🤖 AI Summary
This work addresses the limitation of current large language models (LLMs) in software engineering question answering, which predominantly operate within single-file contexts and struggle with cross-file, system-level program understanding tasks. To bridge this gap, we introduce and release StackRepoQA, the first repository-level QA benchmark comprising 1,318 developer questions from 134 open-source Java projects. Through systematic evaluation of prominent LLMs under various settings—including direct prompting, agent frameworks, and retrieval-augmented generation (RAG)—augmented with file retrieval and structural dependency graphs, we find that model accuracy remains generally low. Performance gains largely stem from memorization and reproduction of Stack Overflow answers rather than genuine reasoning capabilities. This study highlights the shortcomings of existing models in repository-scale comprehension and motivates further research into disentangling memorization from true reasoning in code-related tasks.
📝 Abstract
Large Language Models (LLMs) have shown impressive capabilities across software engineering tasks, including question answering (QA).

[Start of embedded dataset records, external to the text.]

PR #155, opened 2017-08-14
httpbakery: rework interaction-required protocol

rogpeppe:
We make the interaction-required error return all the
supported interaction methods directly in the response
rather than requiring the client to fetch the visit-URL
with "Accept: application/json".

All interaction methods now complete by producing
a "discharge token" which can then be presented to
the discharge endpoint to acquire the discharge macaroon.
It is the responsibility of the server to check that the
discharge token is acceptable for the provided third
party caveat.

There is no longer a requirement that all methods fit
the "visit/wait" protocol, which means that the
protocol is now capable of supporting a redirect-based
flow.

We split the bakerytest functionality up into two parts.
One is the Discharger functionality which many external
packages use; the other (Rendezvous) makes it easier
to test visit/wait-style interaction-required protocols.
The actual HTTP endpoints are left up to individual
clients to implement, as they vary a lot depending
on what is being tests.


bakerytest/rendezvous.go
```diff
@@ -0,0 +1,165 @@
...
+	r.waiting[dischargeId] = &dischargeFuture{
+		info: cav,
+		done: make(chan struct{}),
+	}
+	return dischargeId
+}
+
+// Info returns information on the given discharge id
+// and reports whether the information has been found.
+// It panics if there is no information found.
```
mhilton: Does it? it doesn't look like it does.

httpbakery/agent/agent.go
```diff
@@ -98,134 +38,138 @@ type Agent struct {
...
+	// LoginURL holds the URL from which to acquire
+	// a macaroon that can be used to complete the agent
+	// login. To acquire the macaroon, make a POST
+	// request to the URL with user and public-key
+	// parameters.
+	LoginURL string `json:"login-url"`
+}
+
+// interactor is a httpbakery.Interactor that performs interaction using the
 // agent login protocol. A Visitor may be encoded as JSON or YAML
```
mhilton: I suspect the part of the comment about a Visitor should be moved somewhere else.

httpbakery/agent/agent.go
```diff
@@ -24,72 +24,12 @@ import (
 
 var logger = loggo.GetLogger("httpbakery.agent")
 
-/*
-PROTOCOL
-
-An agent login works as follows:
-
-	    Agent                            Login Service
```
mhilton, line 32: it's a shame you haven't replaced this with a version for the new protocol, it would give a nice overview.

httpbakery/agent/agent.go
```diff
@@ -98,134 +38,138 @@ type Agent struct {
...
+	var p InteractionInfo
+	err := interactionRequiredErr.InteractionMethod("agent", &p)
+	if err != nil {
+		return nil, errgo.Mask(err)
+	}
+	if p.LoginURL == "" {
+		return nil, errgo.Newf("no login-url field found in agent interaction method")
 	}
-	u, err := url.Parse(a.URL)
+	logger.Infof("got agent interaction response; LoginURL=%q", p.LoginURL)
```
mhilton: Debugf surely

httpbakery/agent/agent_test.go
```diff
@@ -1,534 +1,189 @@
...
-	if err != nil {
-		httprequest.WriteJSON(w, http.StatusInternalServerError, httpbakery.Error{
-			Message: fmt.Sprintf("cannot create macaroon: %s", err),
-		})
-		return
-	}
-	err = httpbakery.NewDischargeRequiredError(m, "", authErr, req)
-	httpbakery.WriteError(ctx, w, err)
-}
+//
```
mhilton: please put a TODO at the top of this (or spomething along those lines)

httpbakery/agent/legacy_test.go
```diff
@@ -0,0 +1,341 @@
...
+	)
+	c.Assert(err, gc.IsNil)
+	ms, err := client.DischargeAll(context.Background(), m)
+	c.Assert(err, gc.IsNil)
+	authInfo, err := s.serverBakery.Checker.Auth(ms).Allow(context.Background(), bakery.LoginOp)
+	c.Assert(err, gc.IsNil)
+	c.Assert(authInfo.Identity, gc.Equals, bakery.SimpleIdentity("test-user"))
+}
+
+//
```
mhilton: please add a TODO/delete as is actually required here.

httpbakery/agent/protocol.go
```diff
@@ -0,0 +1,76 @@
...
+	POST /discharge
+L->A
+	Interaction-required error containing
+	an entry for "agent" with field
+	"login-url" holding URL $loginURL.
+A->L
+	GET $loginURL?username=$user&public-key=$pubkey
+	where $user is the username to log in as
+	and $pubkey is the public key of that username,
+	base-64 encoded (standard encoding)
```
mhilton: URL encoding please, it is in a URL after all? either that or head off more comments like this with an explanation of why use standard encoding (and be clear that it's URL escaped after encoding)

httpbakery/agent/protocol.go
```diff
@@ -0,0 +1,76 @@
...
+L->A
+	JSON response:
+		macaroon:
+			macaroon with "local" third-party-caveat
+			addressed to $pubkey.
+A->L
+	POST /discharge?token=self-discharged macaroon
```
mhilton: given it's likely size can we document that this can be in the post body in the same format too?

httpbakery/agent/protocol.go
```diff
@@ -0,0 +1,76 @@
...
+	The macaroon is binary-encoded, then base64
+	encoded with raw URL encoding.
```
mhilton: So we use the other base64 encoding here just to keep everyone on their toes?

httpbakery/browser.go
```diff
@@ -26,16 +32,116 @@ func OpenWebBrowser(url *url.URL) error {
...
+	return WebBrowserInteractionKind
+}
+
+// SetInteraction sets interaction information on the given error,
+// which should be an interaction-required error that's about
+// to be returned from a discharge request.
+//
+// The visitURL parameter holds a URL that should be
+// visited by the user in a web browser; the waitTokenURL parameter
+// holds a URL that can be long-polled to acquire the resulting
```
mhilton: probably not for this PR, but I think we should add a maximum timeout to the wait endpoints in general after which we return "still waiting" or something.

httpbakery/browser.go
```diff
@@ -26,16 +32,116 @@ func OpenWebBrowser(url *url.URL) error {
...
-		return ErrMethodNotSupported
+// Interact implements Interactor.Interact by opening a new web page.
+func (wi WebBrowserInteractor) Interact(ctx context.Context, client *Client, location string, irErr *Error) (*DischargeToken, error) {
+	var p webBrowserParams
+	if err := irErr.InteractionMethod(wi.Kind(), &p); err != nil {
+		logger.Infof("WebBrowserInteractor.Interact; no method %v", err)
+		return nil, errgo.Mask(err, errgo.Is(ErrInteractionMethodNotFound))
 	}
-	return OpenWebBrowser(u)
+	logger.Infof("WebBrowserInteractor.Interact %#v", p)
```
mhilton: again infof seems a little high here.

httpbakery/client.go
```diff
@@ -199,10 +222,10 @@ func (c *Client) Do(req *http.Request) (*http.Response, error) {
...
 // with a *DischargeError cause will be returned.
 //
-// If interaction is required by the user, the client's WebPageVisitor,
-// or VisitWebPage function will be used to perform interaction. An error
+// If interaction is required by the user, the client's InteractionMethods
+// will be used to perform interaction. An error
 // with a *InteractionError cause will be returned if this interaction
-// fails. See WebBrowserVisitor for a possible implementation of
+// fails. See WebBrowserWindowInteractor for a possible implementation of
 // WebPageVisitor.
```
mhilton: an InteractionMethod?

httpbakery/client.go
```diff
@@ -456,65 +466,168 @@ func (c *Client) AcquireDischarge(ctx context.Context, cav macaroon.Caveat, payl
 	if cause.Info == nil {
 		return nil, errgo.Notef(err, "interaction-required response with no info")
 	}
+	logger.Infof("got interaction-required error, Info %s", jsonMarshal(cause))
```
mhilton: In general perhaps consider the logging levels.

httpbakery/client.go
```diff
@@ -456,65 +466,168 @@ func (c *Client) AcquireDischarge(ctx context.Context, cav macaroon.Caveat, payl
...
+	// the token acquired by the interaction method.
+	m, err = c.acquireDischarge(ctx, cav, payload, token)
 	if err != nil {
 		return nil, errgo.Mask(err, IsDischargeError, IsInteractionError)
 	}
 	return m, nil
 }
 
+func jsonMarshal(x interface{}) string {
+	data, _ := json.Marshal(x)
```
mhilton: interesting, why is it safe to ignore the error here. I'm assuming that if there is some problem it just returns a zero string which is what you'd pust somewhere anyway then please could you add a doc-comment to that effect.

httpbakery/client.go
```diff
@@ -456,65 +466,168 @@ func (c *Client) AcquireDischarge(ctx context.Context, cav macaroon.Caveat, payl
...
 	}
-	waitResp, err := ctxhttp.Get(ctx, c.Client, waitURL.String())
+	return nil, &InteractionError{
+		Reason: errgo.Newf("no methods supported"),
+	}
+}
+
+// waitForMacaroon returns a macaroon from a legacy wait endpoint.
+func waitForMacaroon(ctx context.Context, client *Client, waitURL *url.URL) (*bakery.Macaroon, error) {
+
```
mhilton: This spare line probably isn't needed.

httpbakery/client_test.go
```diff
@@ -813,10 +725,23 @@ func (s *ClientSuite) TestDischargeWithInteractionRequiredErrorAndWebPageVisitor
 	c.Assert(httpbakery.IsInteractionError(errgo.Cause(err)), gc.Equals, true)
 	ierr, ok := errgo.Cause(err).(*httpbakery.InteractionError)
 	c.Assert(ok, gc.Equals, true)
-	c.Assert(ierr.Reason, gc.Equals, errCannotVisit)
+	c.Assert(errgo.Cause(ierr.Reason), gc.Equals, errCannotVisit)
 	c.Assert(resp, gc.IsNil)
 }
 
+//
```
mhilton: perhaps a TODO here?

httpbakery/error.go
```diff
@@ -82,20 +84,68 @@ type ErrorInfo struct {
...
 	// to acquire the discharge macaroon. A GET on
 	// this URL will block until the client has authenticated,
 	// and then it will return the discharge macaroon.
+	// This is deprecated - it is superceded by the InteractionMethods
+	// field.
 	WaitURL string `json:",omitempty"`
 }
 
+// SetInteraction sets the information for a particular
+// interaction kind to x.. The error should be an interaction-required
```
mhilton: s/\.\././

mhilton (commented):
A few comments from a first pass look, mostly superficial stuff while I work out what's going on.

httpbakery/discharge.go
```diff
@@ -273,3 +291,28 @@ func randomBytes(n int) ([]byte, error) {
 	}
 	return b, nil
 }
+
+// maybeBase64Encode encodes b as is if it's
+// OK to be passed as a URL form parameter,
+// or encoded as base64 otherwise.
+func maybeBase64Encode(b []byte) (s, s64 string) {
+	if utf8.Valid(b) {
```
mhilton, line 288: What about being utf-8 makes it OK to be passed as a form parameter? parts of it will still potentially be byte encoded.

httpbakery/browser.go
```diff
@@ -26,16 +32,116 @@ func OpenWebBrowser(url *url.URL) error {
...
+// The visitURL parameter holds a URL that should be
+// visited by the user in a web browser; the waitTokenURL parameter
+// holds a URL that can be long-polled to acquire the resulting
+// discharge token.
+//
+// The waitURL parameter is for legacy clients that don't
+// understand about discharge tokens and should
+// hold a URL that can be long-polled to acquire the
+// discharge macaroon.
+func (wi WebBrowserInteractor) SetInteraction(e *Error, visitURL, waitTokenURL, waitURL string) {
```
mhilton: This method seems backwards. If I'm a server that wants to allow the WebBrowser interaction, why would I want to create one just to add the URLs? Why not just make this a function it doesn't seem to use the receiver at all.

httpbakery/browser.go
```diff
@@ -26,16 +32,116 @@ func OpenWebBrowser(url *url.URL) error {
...
+		open = OpenWebBrowser
+	}
+	if err := open(visitURL); err != nil {
+		return nil, errgo.Mask(err)
+	}
+	return waitForToken(ctx, client, waitTokenURL)
+}
+
+// waitForToken returns a token from a the waitToken URL
+func waitForToken(ctx context.Context, client *Client, waitTokenURL *url.URL) (*DischargeToken, error) {
```
mhilton, line 153: As it's possible to do so. Let's support short polling with a timeout here. This will avoid errors where apache/haproxy decide to time out while we're still waiting.

httpbakery/error.go
```diff
@@ -82,20 +84,68 @@ type ErrorInfo struct {
...
+// error. This method will panic if x cannot be JSON-marshaled.
+// In general, this method should not be used directly - higher
```
mhilton: Why shouldn't I use this? when is it safe to use it? Does that imply that all interaction methods have to be supported in the bakery?

mhilton (commented):
In general this looks really good. I feel the server end of of how this will work hasn't been fully thought through though. I'd like to chat about it before giving a LGTM.

mhilton (approved):
LGTM with changes as discussed, at least to then iterate on later.

bakerytest/rendezvous.go
rogpeppe: Fixed comment.

httpbakery/agent/agent.go
rogpeppe: It's in protocol.go now.

httpbakery/agent/agent.go
rogpeppe: removed

httpbakery/agent/protocol.go
rogpeppe: Done, but does it make that much of a difference?  Macaroons need to be able to fit into headers anyway, and this one isn't likely to be that large (the one in the test came in at 332 bytes after URL encoding)

httpbakery/error.go
```diff
@@ -136,6 +186,8 @@ func ErrorToResponse(ctx context.Context, err error) (int, interface{}) {
 			panic(fmt.Sprintf("out of range version number %v", errorBody.version))
 		}
 	}
+	data, _ := json.Marshal(body)
```
cmars: Check the error.

httpbakery/error.go
```diff
@@ -136,6 +186,8 @@ func ErrorToResponse(ctx context.Context, err error) (int, interface{}) {
...
+	logger.Infof("ErrorToResponse -> %s", data)
```
cmars: This seems like trace-level log content.

httpbakery/error.go
```diff
@@ -161,6 +213,7 @@ func errorResponseBody(err error) *Error {
 		// error message but copy everything else.
 		errResp = *cause
 		errResp.Message = err.Error()
+		logger.Infof("it's a *Error %p; origInfo %#v; Info %#v", cause, cause.Info, errResp.Info)
```
cmars: logger.Tracef

httpbakery/discharge.go
cmars: Why not just base64-encode all tokens? Tokens are for machines, not humans.

httpbakery/discharge.go
```diff
@@ -183,31 +194,41 @@ type dischargeResponse struct {
...
-	} else {
-		id = []byte(r.Id)
+	id, err := maybeBase64Decode(r.Id, r.Id64)
+	if err != nil {
+		return nil, errgo.Notef(err, "bad caveat id")
 	}
 	var caveat []byte
 	if r.Caveat != "" {
+		// Note that it's important that when r.Caveat is empty,
+		// DischargeParams.Caveat is nil.
```
cmars: Assert this constraint?

httpbakery/client.go
```diff
@@ -456,65 +459,168 @@ func (c *Client) AcquireDischarge(ctx context.Context, cav macaroon.Caveat, payl
...
 		}
-		return nil, errgo.NoteMask(dischargeErr, "failed to acquire macaroon after waiting", errgo.Any)
+		return nil, errgo.NoteMask(err, "failed to acquire macaroon after waiting", errgo.Any)
 	}
 	var resp WaitResponse
-	if err := json.NewDecoder(waitResp.Body).Decode(&resp); err != nil {
+	if err := httprequest.UnmarshalJSONResponse(httpResp, &resp); err != nil {
 		return nil, errgo.Notef(err, "cannot unmarshal wait response")
 	}
-	if resp.Macaroon == nil {
```
cmars, line 515: What are the implications for legacy interaction?

httpbakery/client.go
cmars: This should return the error or panic.

httpbakery/client.go
cmars: logger.Tracef

httpbakery/client.go
```diff
@@ -456,65 +459,168 @@ func (c *Client) AcquireDischarge(ctx context.Context, cav macaroon.Caveat, payl
...
 // interact gathers a macaroon by directing the user to interact with a
-// web page.
-func (c *Client) interact(ctx context.Context, location, visitURLStr, waitURLStr string) (*bakery.Macaroon, error) {
-	visitURL, err := relativeURL(location, visitURLStr)
-	if err != nil {
-		return nil, errgo.Notef(err, "cannot make relative visit URL")
+// web page. The irErr argument holds the interaction-required
+// error response.
+func (c *Client) interact(ctx context.Context, location string, irErr *Error, payload []byte) (*DischargeToken, *bakery.Macaroon, error) {
+	mj, _ := json.Marshal(irErr.Info.InteractionMethods)
```
cmars: Check the error.

httpbakery/discharge.go
```diff
@@ -98,6 +103,9 @@ type DischargerParams struct {
 //		id: all-UTF-8 third party caveat id
 //		id64: non-padded URL-base64 encoded caveat id
 //		macaroon-id: (optional) id to give to discharge macaroon (defaults to id)
+//		token: (optional) value of discharge token
```
cmars, line 101: If we just base64-encoded, we could drop a field?

cmars (commented):
Let's be sure we're not losing test coverage, there's several commented out / removed tests in this PR -- though that may be WIP. Definitely want coverage asserting that legacy interaction still works as before.

bakerytest/rendezvous.go
rogpeppe: (it doesn't panic if there's no information found)

httpbakery/agent/protocol.go
rogpeppe: I've changed everything to accept all possible base64 encodings.

httpbakery/browser.go
rogpeppe: As discussed, I'm not sure. I definitely think we should have a loop here, but I'm not convinced whether the timeout parameter would help - what if the timeout is longer than the intermediate proxy's timeout?

httpbakery/client.go
rogpeppe: Removed this debugging remnant.

httpbakery/client.go
rogpeppe: It's only there for the debugging remnant log message which I've removed.

httpbakery/error.go
rogpeppe: removed debugging remnant (and the unchecked marshal)

httpbakery/error.go
rogpeppe: removed

httpbakery/browser.go
rogpeppe: Yes, but not in this PR.

httpbakery/client.go
rogpeppe: I've removed it.

httpbakery/client.go
rogpeppe: done

httpbakery/client.go
rogpeppe: removed

httpbakery/client.go
rogpeppe: removed

httpbakery/agent/agent.go
rogpeppe: done

httpbakery/agent/protocol.go
rogpeppe: We now accept any base64 encoding.

httpbakery/browser.go
rogpeppe: I've factored out this method into a function.

httpbakery/browser.go
rogpeppe: removed

httpbakery/discharge.go
rogpeppe: If it's valid ascii, it seems unnecessary to encode it as base64 - it takes more space as isn't as easy to debug.
I've chosen the same approach used by the macaroon encoding here.

I've also made the criteria a little more strict - it can't include ASCII control characters now.

httpbakery/error.go
rogpeppe: done

httpbakery/error.go
rogpeppe: Adjusted doc comment.

httpbakery/client.go
rogpeppe: We still support legacy interaction.

httpbakery/discharge.go
rogpeppe: It's something we're ensuring with the if above. I've rephrased the comment to hopefully make that clearer.

mhilton (approved):
LGTM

However, most studies and benchmarks focus on isolated functions or single-file snippets, overlooking the challenges of real-world program comprehension, which often spans multiple files and system-level dependencies. In this work, we introduce StackRepoQA, the first multi-project, repository-level question answering dataset constructed from 1,318 real developer questions and accepted answers across 134 open-source Java projects. Using this dataset, we systematically evaluate two widely used LLMs (Claude 3.5 Sonnet and GPT-4o) under both direct prompting and agentic configurations. We compare baseline performance with retrieval-augmented generation methods that leverage file-level retrieval and graph-based representations of structural dependencies. Our results show that LLMs achieve moderate accuracy at baseline, with performance improving when structural signals are incorporated. Nonetheless, overall accuracy remains limited for repository-scale comprehension. The analysis reveals that high scores often result from verbatim reproduction of Stack Overflow answers rather than genuine reasoning. To our knowledge, this is the first empirical study to provide such evidence in repository-level QA. We release StackRepoQA to encourage further research into benchmarks, evaluation protocols, and augmentation strategies that disentangle memorization from reasoning, advancing LLMs as reliable tool for repository-scale program comprehension.